## DIRECTIONS FOR THIS TASK
Find the line containing "the following information:**" in the listing below. Repeat it exactly, along with each following line up to and including the one containing "defaultdict(lambda: 2, **num_nonbatch_dimensions)".

## AVAILABLE DATA
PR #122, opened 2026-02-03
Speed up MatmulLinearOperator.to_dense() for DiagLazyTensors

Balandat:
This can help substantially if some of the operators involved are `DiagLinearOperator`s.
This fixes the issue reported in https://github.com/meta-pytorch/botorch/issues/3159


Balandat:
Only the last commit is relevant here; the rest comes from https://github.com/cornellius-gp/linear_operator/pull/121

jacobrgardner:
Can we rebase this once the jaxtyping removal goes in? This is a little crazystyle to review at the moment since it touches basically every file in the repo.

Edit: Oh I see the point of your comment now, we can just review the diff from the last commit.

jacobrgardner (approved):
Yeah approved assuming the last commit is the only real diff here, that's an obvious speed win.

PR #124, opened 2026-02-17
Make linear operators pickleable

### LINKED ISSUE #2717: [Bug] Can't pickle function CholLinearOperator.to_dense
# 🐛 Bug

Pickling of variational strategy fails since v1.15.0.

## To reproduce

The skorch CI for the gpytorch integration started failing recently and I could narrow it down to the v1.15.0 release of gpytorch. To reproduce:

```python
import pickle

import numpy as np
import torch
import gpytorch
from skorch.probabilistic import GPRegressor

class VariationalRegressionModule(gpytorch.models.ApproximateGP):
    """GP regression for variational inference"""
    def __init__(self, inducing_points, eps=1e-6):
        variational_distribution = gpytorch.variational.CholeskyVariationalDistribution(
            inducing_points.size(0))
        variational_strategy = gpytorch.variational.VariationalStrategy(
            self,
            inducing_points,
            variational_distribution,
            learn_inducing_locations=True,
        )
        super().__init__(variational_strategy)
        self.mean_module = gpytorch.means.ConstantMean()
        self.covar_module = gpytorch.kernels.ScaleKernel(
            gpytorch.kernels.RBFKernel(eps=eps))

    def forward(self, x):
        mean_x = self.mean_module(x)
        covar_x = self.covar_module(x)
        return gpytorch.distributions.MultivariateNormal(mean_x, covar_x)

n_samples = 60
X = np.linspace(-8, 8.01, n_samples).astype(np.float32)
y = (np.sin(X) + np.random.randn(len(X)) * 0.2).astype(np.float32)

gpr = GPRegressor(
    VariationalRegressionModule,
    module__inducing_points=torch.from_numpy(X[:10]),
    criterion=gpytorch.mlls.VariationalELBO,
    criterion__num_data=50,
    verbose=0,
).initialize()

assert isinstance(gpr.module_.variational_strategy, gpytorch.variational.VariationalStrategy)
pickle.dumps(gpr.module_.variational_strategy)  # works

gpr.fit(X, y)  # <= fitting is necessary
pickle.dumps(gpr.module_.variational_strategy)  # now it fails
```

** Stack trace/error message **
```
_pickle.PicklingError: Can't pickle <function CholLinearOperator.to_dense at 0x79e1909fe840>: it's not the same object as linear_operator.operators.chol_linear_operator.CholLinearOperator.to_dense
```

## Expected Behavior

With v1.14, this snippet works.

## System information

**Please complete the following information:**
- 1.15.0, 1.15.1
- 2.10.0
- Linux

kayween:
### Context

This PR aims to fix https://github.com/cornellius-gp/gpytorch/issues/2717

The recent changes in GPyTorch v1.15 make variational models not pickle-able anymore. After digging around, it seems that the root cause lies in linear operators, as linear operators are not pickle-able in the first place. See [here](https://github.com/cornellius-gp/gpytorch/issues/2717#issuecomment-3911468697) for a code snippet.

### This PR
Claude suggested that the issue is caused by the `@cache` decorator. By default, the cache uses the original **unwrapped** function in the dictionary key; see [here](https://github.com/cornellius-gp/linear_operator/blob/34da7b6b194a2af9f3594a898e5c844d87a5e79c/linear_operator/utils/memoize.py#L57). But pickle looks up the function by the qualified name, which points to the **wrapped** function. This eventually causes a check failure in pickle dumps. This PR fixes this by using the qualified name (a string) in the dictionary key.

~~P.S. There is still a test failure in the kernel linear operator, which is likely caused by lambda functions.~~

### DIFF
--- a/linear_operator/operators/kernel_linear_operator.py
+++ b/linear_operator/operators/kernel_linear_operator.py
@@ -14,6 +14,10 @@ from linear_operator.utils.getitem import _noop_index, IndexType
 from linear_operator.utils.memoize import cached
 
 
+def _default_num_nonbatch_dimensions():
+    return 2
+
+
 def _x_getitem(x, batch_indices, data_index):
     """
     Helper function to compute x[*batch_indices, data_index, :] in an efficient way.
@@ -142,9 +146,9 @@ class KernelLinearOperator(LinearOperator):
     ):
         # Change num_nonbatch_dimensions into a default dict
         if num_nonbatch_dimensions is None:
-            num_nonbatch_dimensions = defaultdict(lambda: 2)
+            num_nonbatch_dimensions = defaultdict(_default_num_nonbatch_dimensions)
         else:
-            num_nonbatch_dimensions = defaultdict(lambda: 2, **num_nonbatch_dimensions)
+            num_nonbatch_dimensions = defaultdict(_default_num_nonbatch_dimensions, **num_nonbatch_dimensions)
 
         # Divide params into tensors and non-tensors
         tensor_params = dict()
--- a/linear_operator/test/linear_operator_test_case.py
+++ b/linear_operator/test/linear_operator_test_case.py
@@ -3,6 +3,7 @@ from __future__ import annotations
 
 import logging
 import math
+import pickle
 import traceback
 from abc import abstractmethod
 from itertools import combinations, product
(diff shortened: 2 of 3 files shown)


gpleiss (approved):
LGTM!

## REPLY
**Please complete the following information:**
- 1.15.0, 1.15.1
- 2.10.0
- Linux

kayween:
### Context

This PR aims to fix https://github.com/cornellius-gp/gpytorch/issues/2717

The recent changes in GPyTorch v1.15 make variational models not pickle-able anymore. After digging around, it seems that the root cause lies in linear operators, as linear operators are not pickle-able in the first place. See [here](https://github.com/cornellius-gp/gpytorch/issues/2717#issuecomment-3911468697) for a code snippet.

### This PR
Claude suggested that the issue is caused by the `@cache` decorator. By default, the cache uses the original **unwrapped** function in the dictionary key; see [here](https://github.com/cornellius-gp/linear_operator/blob/34da7b6b194a2af9f3594a898e5c844d87a5e79c/linear_operator/utils/memoize.py#L57). But pickle looks up the function by the qualified name, which points to the **wrapped** function. This eventually causes a check failure in pickle dumps. This PR fixes this by using the qualified name (a string) in the dictionary key.

~~P.S. There is still a test failure in the kernel linear operator, which is likely caused by lambda functions.~~

### DIFF
--- a/linear_operator/operators/kernel_linear_operator.py
+++ b/linear_operator/operators/kernel_linear_operator.py
@@ -14,6 +14,10 @@ from linear_operator.utils.getitem import _noop_index, IndexType
 from linear_operator.utils.memoize import cached
 
 
+def _default_num_nonbatch_dimensions():
+    return 2
+
+
 def _x_getitem(x, batch_indices, data_index):
     """
     Helper function to compute x[*batch_indices, data_index, :] in an efficient way.
@@ -142,9 +146,9 @@ class KernelLinearOperator(LinearOperator):
     ):
         # Change num_nonbatch_dimensions into a default dict
         if num_nonbatch_dimensions is None:
-            num_nonbatch_dimensions = defaultdict(lambda: 2)
+            num_nonbatch_dimensions = defaultdict(_default_num_nonbatch_dimensions)
         else:
-            num_nonbatch_dimensions = defaultdict(lambda: 2, **num_nonbatch_dimensions)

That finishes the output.